= EXERCISE DATA =
-.-.-
PR #463, opened 2021-12-14
Update rfc422 regex as per spec: 'case insensitive on input'

karl-dau:
From https://datatracker.ietf.org/doc/html/rfc4122 section 3:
-.-.-
= WHAT NEEDS TO BE DONE =
Every line of the material is to be transcribed exactly.

= PROBLEM SOLUTION =
PR #463, opened 2021-12-14
Update rfc422 regex as per spec: 'case insensitive on input'

karl-dau:
From https://datatracker.ietf.org/doc/html/rfc4122 section 3:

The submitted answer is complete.